Amy and I met at Paragraph, a New York writing space where we both worked. But I’d known her for years peripherally, the way emerging writers in New York tend to appear at the same events. She had published stories; I’d published a collection (Things That Pass for Love, 2008) and a novel (Stations West, 2010) from small presses. We formed a writing group along with Leigh Newman four years ago. Leigh was under contract for her fantastic memoir Still Points North (The Dial Press), and Amy and I had completed first drafts. A few years later, earlier this spring, all three of our books would be published within six weeks of each other, including my novel A Nearly Perfect Copy (Nan A. Talese/Doubleday), which has to do with the world of art auctions and forgeries.

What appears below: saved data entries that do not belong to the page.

PR #144, opened 2018-06-01
[ML-3749] Log metric name and isLargerBetter in BenchmarkResult

ludatabricks:
- Add new case class "MLMetrics" to save all different metrics

- Change "mlResult" in BenchmarkResult to Array[MLMetrics] 

- score function will return MLMetrics

### DIFF
--- a/src/main/scala/com/databricks/spark/sql/perf/mllib/BenchmarkAlgorithm.scala
+++ b/src/main/scala/com/databricks/spark/sql/perf/mllib/BenchmarkAlgorithm.scala
@@ -7,6 +7,8 @@ import org.apache.spark.ml.evaluation.Evaluator
 import org.apache.spark.sql._
 import org.apache.spark.sql.functions._
 
+import com.databricks.spark.sql.perf._
+
 /**
  * The description of a benchmark for an ML algorithm. It follows a simple, standard proceduce:
  *  - generate some test and training data
@@ -38,7 +40,7 @@ trait BenchmarkAlgorithm extends Logging {
   def score(
       ctx: MLBenchContext,
       testSet: DataFrame,
-      model: Transformer): Double = -1.0 // Not putting NaN because it is not valid JSON.
+      model: Transformer): MLMetrics = new MLMetrics()
 
   def name: String = {
     this.getClass.getCanonicalName.replace("$", "")
@@ -67,9 +69,10 @@ trait ScoringWithEvaluator {
   final override def score(
       ctx: MLBenchContext,
       testSet: DataFrame,
-      model: Transformer): Double = {
+      model: Transformer): MLMetrics = {
     val eval = model.transform(testSet)
-    evaluator(ctx).evaluate(eval)
+    // TODO: add MetricName for evaluators
+    new MLMetrics("", evaluator(ctx).evaluate(eval), evaluator(ctx).isLargerBetter)
   }
 }
 
--- a/src/main/scala/com/databricks/spark/sql/perf/mllib/BenchmarkAlgorithm.scala
+++ b/src/main/scala/com/databricks/spark/sql/perf/mllib/BenchmarkAlgorithm.scala
@@ -40,7 +40,7 @@ trait BenchmarkAlgorithm extends Logging {
   def score(
       ctx: MLBenchContext,
       testSet: DataFrame,
-      model: Transformer): MLMetrics = new MLMetrics()
+      model: Transformer): MLMetric = MLMetric.Invalid
 
   def name: String = {
     this.getClass.getCanonicalName.replace("$", "")
@@ -69,10 +69,17 @@ trait ScoringWithEvaluator {
   final override def score(
       ctx: MLBenchContext,
       testSet: DataFrame,
-      model: Transformer): MLMetrics = {
-    val eval = model.transform(testSet)
-    // TODO: add MetricName for evaluators
-    new MLMetrics("", evaluator(ctx).evaluate(eval), evaluator(ctx).isLargerBetter)
+      model: Transformer): MLMetric = {
+    val results = model.transform(testSet)
+    val eval = evaluator(ctx)
+    val metricName = if (eval.hasParam("metricName")) {
+      val param = eval.getParam("metricName")
+      eval.getOrDefault(param).toString
+    } else {
+      eval.getClass.getSimpleName
+    }
+    val metricValue = eval.evaluate(results)
+    MLMetric(metricName, metricValue, eval.isLargerBetter)
   }
 }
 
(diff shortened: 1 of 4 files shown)


src/main/scala/com/databricks/spark/sql/perf/results.scala
```diff
@@ -223,19 +223,13 @@ object MLParams {
...
+ * @param metricValue the value of the metric
+ * @param isLargerBetter  (MLlib) Test metric, such as accuracy
  */
-case class MLResult(
-    trainingTime: Option[Double] = None,
-    trainingMetric: Option[Double] = None,
-    testTime: Option[Double] = None,
-    testMetric: Option[Double] = None,
-    additionalTests: Map[String, Double])
+case class MLMetrics(
```
mengxr: This is a single metric. We should call it `MLMetric`.

src/main/scala/com/databricks/spark/sql/perf/results.scala
```diff
@@ -223,19 +223,13 @@ object MLParams {
...
+    metricName: String = null,
```
mengxr: We should remove the default values and let user specify them explicitly. We can provide a "Invalid" metric to fill in some boilerplate:

~~~scala
object MLMetric {
  val Invalid = MLMetric("Invalid", 0.0, false)
}
~~~

src/main/scala/com/databricks/spark/sql/perf/results.scala
```diff
@@ -223,19 +223,13 @@ object MLParams {
...
- * @param trainingTime  (MLlib) Training time.
- *                      executionTime is set to the same value to match Spark Core tests.
- * @param trainingMetric  (MLlib) Training metric, such as accuracy
- * @param testTime  (MLlib) Test time (for prediction on test set, or on training set if there
- *                  is no test set).
- * @param testMetric  (MLlib) Test metric, such as accuracy
- * @param additionalTests  (MLlib) Additional methods test results.
+ * @param metricName the name of the metric
+ * @param metricValue the value of the metric
+ * @param isLargerBetter  (MLlib) Test metric, such as accuracy
```
mengxr: Doc doesn't match the param name.

src/main/scala/com/databricks/spark/sql/perf/mllib/BenchmarkAlgorithm.scala
```diff
@@ -38,7 +40,7 @@ trait BenchmarkAlgorithm extends Logging {
   def score(
       ctx: MLBenchContext,
       testSet: DataFrame,
-      model: Transformer): Double = -1.0 // Not putting NaN because it is not valid JSON.
+      model: Transformer): MLMetrics = new MLMetrics()
```
mengxr: `MLMetric.Invalid` See comment below.

src/main/scala/com/databricks/spark/sql/perf/mllib/BenchmarkAlgorithm.scala
```diff
@@ -67,9 +69,10 @@ trait ScoringWithEvaluator {
   final override def score(
       ctx: MLBenchContext,
       testSet: DataFrame,
-      model: Transformer): Double = {
+      model: Transformer): MLMetrics = {
     val eval = model.transform(testSet)
-    evaluator(ctx).evaluate(eval)
+    // TODO: add MetricName for evaluators
```
mengxr: Cannot leave this TODO here. We should check if evaluator hasMetricName, if yes, use the metric name, otherwise the class name of the evaluator.

src/main/scala/com/databricks/spark/sql/perf/mllib/BenchmarkAlgorithm.scala
```diff
@@ -67,9 +69,10 @@ trait ScoringWithEvaluator {
...
+    new MLMetrics("", evaluator(ctx).evaluate(eval), evaluator(ctx).isLargerBetter)
```
mengxr: Code reads better if we move `evaluator` part out. It triggers an action.

~~~scala
val results = model.transform(testSet)
val eval = evaluator(ctx)
val metricName = ...
val metricValue = eval.evaluate(eval)
MLMetric(metricName, metricValue, eval.isLargerBetter)
~~~

* minor: case class doesn't need `new`

src/main/scala/com/databricks/spark/sql/perf/mllib/MLPipelineStageBenchmarkable.scala
```diff
@@ -72,9 +72,17 @@ class MLPipelineStageBenchmarkable(
       val (scoreTrainTime, scoreTraining) = measureTime {
         test.score(param, trainingData, model)
       }
+      val metricTrainTime = new MLMetrics("trainTime", scoreTrainTime.toMillis, false)
```
mengxr: Let's use "training" instead of "train" (verb). We can use `.` to separate `training`/`test` from the metric names. Say `training.accuracy`, `training.time`, `training.areaUnderROC`.  So we don't need to worry about keep camelCase ...

src/main/scala/com/databricks/spark/sql/perf/mllib/MLPipelineStageBenchmarkable.scala
```diff
@@ -86,12 +94,7 @@ class MLPipelineStageBenchmarkable(
           tuple._1 -> additionalMethodTime.toMillis.toDouble
       }
 
-      val ml = MLResult(
-        trainingTime = Some(trainingTime.toMillis),
-        trainingMetric = Some(scoreTraining),
-        testTime = Some(scoreTestTime.toMillis),
-        testMetric = Some(scoreTest / testDataCount.get),
-        additionalTests = additionalTests)
+      val ml = Array(metricTrainTime, metricTrain, metricTestTime, metricTest)
```
mengxr: `ml` -> `mlMetrics`

src/main/scala/com/databricks/spark/sql/perf/mllib/MLPipelineStageBenchmarkable.scala
```diff
@@ -72,9 +72,17 @@ class MLPipelineStageBenchmarkable(
       val (scoreTrainTime, scoreTraining) = measureTime {
         test.score(param, trainingData, model)
       }
+      val metricTrainingTime = MLMetric("training.time", scoreTrainTime.toMillis, false)
+      val metricTraining = MLMetric("training."+scoreTraining.metricName,
```
mengxr: minor: `val metricTraining = scoreTraining.copy(metricName = "training." + scoreMetric.name)`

The Movement of the Stars is the product of over ten years of research, writing, and revising. Amy stole moments at the stairwell in the gym (there was free childcare for an hour) and in the early mornings before work, and she wrote in her mind when her hands were occupied. This passion and dedication shows in her craft, her tightly constructed narrative, and, above all, the book’s evident heart.
We interviewed each other via email over the course of a month this spring while both of us were touring with our respective novels. For anyone whose life gets in the way of her writing, Amy, as well as her protagonist Hannah, serves as an inspiration and a lesson in perseverance!
Interview:
Allison Amend: We both did a lot of research for these new books. For you, that research included 19th century society, astronomy, and religion, as well as speech, comportment, and daily life. Whew! What do you do with the mounds of research you acquired? I have had the privilege of reading earlier drafts of Movement of the Stars and know that a lot of what you learned didn’t make it onto the final pages. Can you talk about the paring or pruning process?
Amy Brill: Paring and pruning is a great phrase. I started this book long before google existed, much less google books and google scholar. So my mountains of research physically retreated as more of my files became digital rather than pulp-based. Of course that also meant that I could spend entire days sleuthing out arcane details of 19th century life that would never even make it into the book. Such is the nature of Internet research—it is a vortex inside a rabbit hole. I sort of packed everything into my first draft and spent the next ten drafts paring it down to serve the story. You helped with that immensely, though I remember getting to a certain point and giving it to you and another reader, Jennifer Cody Epstein, and you said, “Too much astronomy! Too much with the Quaker stuff! I don’t need to know all this.” And she said, “I want more astronomy! More Quakers!” And I thought, well, maybe I’m done…
Speaking of research—your grasp of the art and auction world sounds quite authentic, at least to me. As far as I know you don’t have a fine art background. What drew you to that realm, and how much did you feel like you had to know about it in order to do the story justice?
Of course you listened to me and and not Jennifer, right?
I don’t have an art background at all above an appreciation level. I was interested in the criminal world of art forgery: why would you want something forged, and who would forge something? I, too, learned a lot—for example, about the chemical processes behind art authentication—and then decided that it was too hard to explain (or even, really, to understand if you’re not a chemistry PhD). So I jettisoned it all and focused on forgery of drawings, which is much easier. If you buy me a drink, though, I’ll tell you all about it!
I’ve long said that the best place to do research is in middle school libraries—there’s quality information there, but none of it too scholarly. You have to know a lot to write research-heavy fiction, but very little of it has to be in the manuscript for it to be convincing.
Speaking of your ten-year saga (and I conceived of my project in 2001, though did not start writing it in earnest until 2006 or so), how did you keep the faith in your project? And… what took you so long?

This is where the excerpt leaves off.